The idea that we co-evolve with plants is, in itself, one of those perspective shifts that left me disoriented and tumbled upside down until Pollan gently set me down in a new paradigm. Think about it. When human beings arrived on the scene, plants (and animals) that mutated to serve the desires of human beings ended up with a competitive advantage. So instead of thinking that we are breeding apples or flowers or marijuana to serve our needs, you can think of the plants finding a way to multiply and flourish by enticing us to serve their reproductive demands. In truth, it isn’t all one way or the other. Hence, co-evolution.
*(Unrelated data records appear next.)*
PR #15537, opened 2026-02-05
feat(meshidentity): introduce an extension to the MeshIdentity

lukidzi:
## Motivation

We want to introduce ability to extends with customs plugin

## Implementation information

Introduce a custom type and json config

### DIFF
--- a/pkg/core/resources/apis/meshidentity/api/v1alpha1/meshidentity.go
+++ b/pkg/core/resources/apis/meshidentity/api/v1alpha1/meshidentity.go
@@ -36,8 +36,8 @@ type ProviderType string
 
 const (
 	BundledType   ProviderType = "Bundled"
-	ExtensionType ProviderType = "Extension"
 	SpireType     ProviderType = "Spire"
+	ExtensionType ProviderType = "Extension"
 )
 
 type Provider struct {
--- a/pkg/core/resources/apis/meshidentity/api/v1alpha1/validator.go
+++ b/pkg/core/resources/apis/meshidentity/api/v1alpha1/validator.go
@@ -112,6 +112,9 @@ func validateSpire(path validators.PathBuilder, b *Spire) validators.ValidationE
 	return verr
 }
 
+// validateExtension performs base validation for the Extension provider type.
+// Extension-specific config validation (e.g. parsing config fields) is delegated to the
+// extension implementation via registry.RegisterTypeValidator.
 func validateExtension(path validators.PathBuilder, b *Extension) validators.ValidationError {
 	var verr validators.ValidationError
 	if b == nil {
--- a/pkg/core/resources/apis/meshidentity/api/v1alpha1/testdata/spec/valid-extension-with-config.input.yaml
+++ b/pkg/core/resources/apis/meshidentity/api/v1alpha1/testdata/spec/valid-extension-with-config.input.yaml
@@ -1,0 +1,8 @@
+provider:
+  type: Extension
+  extension:
+    name: my-custom-provider
+    config:
+      key: value
+      nested:
+        setting: true
--- a/pkg/core/resources/apis/meshidentity/api/v1alpha1/testdata/spec/valid-extension.input.yaml
+++ b/pkg/core/resources/apis/meshidentity/api/v1alpha1/testdata/spec/valid-extension.input.yaml
@@ -1,0 +1,4 @@
+provider:
+  type: Extension
+  extension:
+    name: my-custom-provider
--- a/pkg/core/resources/apis/meshidentity/providers/extension/extension.go
+++ b/pkg/core/resources/apis/meshidentity/providers/extension/extension.go
@@ -1,0 +1,86 @@
+package extension
+
+import (
+	"context"
+	"fmt"
+	"sort"
+
+	"github.com/kumahq/kuma/v2/pkg/core"
+	meshidentity_api "github.com/kumahq/kuma/v2/pkg/core/resources/apis/meshidentity/api/v1alpha1"
+	"github.com/kumahq/kuma/v2/pkg/core/resources/apis/meshidentity/providers"
+	"github.com/kumahq/kuma/v2/pkg/core/xds"
+)
+
+var log = core.Log.WithName("identity-provider").WithName("extension")
+
+// Dispatcher routes MeshIdentity Extension requests to handlers registered by
+// Extension.Name. It implements providers.IdentityProvider and is registered as
+// the single "Extension" provider in the identity manager.
+type Dispatcher struct {
+	handlers map[string]providers.IdentityProvider
+}
+
+var _ providers.IdentityProvider = &Dispatcher{}
+
+// NewDispatcher creates a dispatcher that routes to extension sub-handlers by name.
+func NewDispatcher(handlers map[string]providers.IdentityProvider) *Dispatcher {
+	return &Dispatcher{handlers: handlers}
+}
+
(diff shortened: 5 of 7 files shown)


pkg/core/resources/apis/meshidentity/providers/interface.go
```diff
@@ -13,6 +13,7 @@ type IdentityProvider interface {
 	Initialize(context.Context, *meshidentity_api.MeshIdentityResource) error
 	CreateIdentity(context.Context, *meshidentity_api.MeshIdentityResource, *xds.Proxy) (*xds.WorkloadIdentity, error)
 	GetRootCA(context.Context, *meshidentity_api.MeshIdentityResource) ([]byte, error)
+	ShouldCreateMeshTrust(*meshidentity_api.MeshIdentityResource) (bool, error)
```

The story of apples is full of amazing discoveries about Johnny Appleseed, who, in addition to his eccentricities, also turns out to have been a masterful businessman and land speculator; about the reason settlers wanted apple trees (mostly for hard cider!); and the effects of the market concentration in a small number of genetic breeds. The story of tulips not only covers the Tulip Craze in the Netherlands but also compares the way different cultures value different things in flowers and notes that human preference for a particular pattern of tulip (called “Breaks”) ended up improving the survival of a particular kind of tulip virus. The marijuana story is funny (and includes Pollan’s own close brush with the law) and scary (modern marijuana is way more powerful than only a few decades ago and is grown in bizarre indoor environments).

Read. Enjoy. Then puzzle over the next apple that you eat.